St Vincent's Institute of Medical Research, Melbourne, Victoria, Australia.
Genes Immun. 2013 Jul-Aug;14(5):336-45. doi: 10.1038/gene.2013.29. Epub 2013 May 23.
Receptor activator of nuclear factor-kappaB-ligand (RANKL), encoded by the gene TNFSF11, is required for osteoclastogenesis, and its expression is upregulated in pathologic bone loss. Transcript variants of TNFSF11 messenger RNA (mRNA) have been described that encode a membrane-bound and a putative secreted form of RANKL. We identify a TNFSF11 transcript variant that extends the originally identified transcript encoding secreted RANKL. We demonstrate that this TNFSF11 transcript variant is expressed by the human osteosarcoma cell line, Saos-2, and by both primary human T cells and Jurkat T cells. Of relevance to the production of RANKL in pathologic bone loss, expression of this secreted TNFSF11 transcript is upregulated in Jurkat T cells and primary human T cells upon activation. Furthermore, this transcript can be translated and secreted in Jurkat T cells in vitro and is able to support osteoclast differentiation. Our data highlight the complexity of the TNFSF11 genomic locus, and demonstrate the potential for the expression of alternate mRNA transcripts encoding membrane-bound and secreted forms of RANKL. Implications of alternate mRNA transcripts encoding different RANKL protein isoforms should be carefully considered and specifically examined in future studies, particularly those implicating RANKL in pathologic bone loss.

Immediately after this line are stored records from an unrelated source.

PR #3378, opened 2022-08-19
test(NODE-4479): adjust number of iterations of flakey test

baileympearson:
#### What is changing?

The server selection operation count latency window test often fails because the observed percentage of requests sent to each mongos is outside the threshold.  Experimenting locally does demonstrate that the percentage approaches 50% to each mongos as the total number of operations increases (which makes sense - as the total time the test runs increases, any ephemeral variations will be averaged away). 

This PR bumps the total number of iterations to a number that when run locally leaves the latency window.  This is purely empirical, and it is possible that the number of iterations is not high enough to reliably run in CI but I believe this should resolve the flakiness of the tests.  I discussed these changes with Patrick and other drivers still see these tests flaking as well.  I propose merging this PR and watching for the flakey test, and if a period of time goes by and we don't see any flakiness, we can propose modifying the spec.

No.

Cleaning up our flakey CI.

### DIFF
--- a/test/integration/server-selection/server_selection.prose.operation_count.test.ts
+++ b/test/integration/server-selection/server_selection.prose.operation_count.test.ts
@@ -150,7 +150,9 @@ describe('operationCount-based Selection Within Latency Window - Prose Test', fu
     const numberTaskGroups = 10;
     const numberOfTasks = 1000;
     const totalNumberOfTasks = numberTaskGroups * numberOfTasks;
-
+    
+    // This test has proved flakey, not just for Node.  The number of iterations for the test has been increased,
+    // to prevent the test from failing.
     // Step 8: Start 10 concurrent threads / tasks that each run 100 findOne operations with empty filters using that client.
     await Promise.all(
       Array.from({ length: numberTaskGroups }, () => runTaskGroup(collection, numberOfTasks))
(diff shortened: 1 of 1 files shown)


durran:
Still happened in 1 run: https://evergreen.mongodb.com/task_log_raw/mongo_node_driver_next_ubuntu_18.04_erbium_test_5.0_sharded_cluster_patch_a3ee7e2b0d4480c8ce6dd58e6ad17e1d62b06774_62ffe54ee3c331205ae78097_22_08_19_19_32_31/0?type=T#L5929

durran (approved):
Looks like 1000 did the trick.

test/integration/server-selection/server_selection.prose.operation_count.test.ts
```diff
@@ -147,13 +147,19 @@ describe('operationCount-based Selection Within Latency Window - Prose Test', fu
   it('equally distributes operations with both hosts are fine', TEST_METADATA, async function () {
     const collection = client.db('test-db').collection('collection0');
 
+    const numberTaskGroups = 10;
+    const numberOfTasks = 1000;
+    const totalNumberOfTasks = numberTaskGroups * numberOfTasks;
+
     // Step 8: Start 10 concurrent threads / tasks that each run 100 findOne operations with empty filters using that client.
-    await Promise.all(Array.from({ length: 10 }, () => runTaskGroup(collection, 100)));
+    await Promise.all(
```
dariakp, line 155: Just a suggestion to add a comment explaining why we're not actually doing Step 8 as written

baileympearson:
flakey test logged here -https://jira.mongodb.org/browse/NODE-4581

PR #3385, opened 2022-08-26
ci(NODE-4589): add benchmark testing task to CI

baileympearson:
#### What is changing?

This PR configures CI to run our driver performance benchmarks.  It adjusts the output of the script to be in a format that can be sent to Evergreen.

It also does some misc code cleanup.

- Some functions have been refactored to use async/await (but not benchmarking functions)
- Some functions have been given doc comments w/ jsdoc types.  These were added while I was developing to help me trace the code, and they seemed worth leaving.

No.


test/benchmarks/driverBench/index.js
```diff
@@ -1,11 +1,12 @@
 'use strict';
 
 const MongoBench = require('../mongoBench');
+const { writeFile } = require('fs/promises');
 
 const Runner = MongoBench.Runner;
 const commonHelpers = require('./common');
 
-const { LEGACY_HELLO_COMMAND } = require('../../../src/constants');
+const LEGACY_HELLO_COMMAND = 'ismaster';
```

核因子-κB 受体激活物配体(RANKL),由基因 TNFSF11 编码,是破骨细胞形成所必需的,其表达在病理性骨丢失中上调。已经描述了 TNFSF11 信使 RNA(mRNA)的转录变体,这些转录变体编码 RANKL 的膜结合和假定分泌形式。我们鉴定了一个 TNFSF11 转录变体,它扩展了最初鉴定的编码分泌型 RANKL 的转录本。我们证明,这种 TNFSF11 转录变体在人骨肉瘤细胞系 Saos-2 中以及在原代人 T 细胞和 Jurkat T 细胞中表达。与病理性骨丢失中 RANKL 的产生相关,在 Jurkat T 细胞和原代人 T 细胞中,这种分泌型 TNFSF11 转录本在激活时上调。此外,这种转录本可以在体外 Jurkat T 细胞中翻译和分泌,并能够支持破骨细胞分化。我们的数据强调了 TNFSF11 基因组位点的复杂性,并证明了表达膜结合和分泌形式的 RANKL 的替代 mRNA 转录本的潜力。在未来的研究中,特别是那些涉及 RANKL 在病理性骨丢失中的研究中,应仔细考虑并特别检查编码不同 RANKL 蛋白同工型的替代 mRNA 转录本的含义。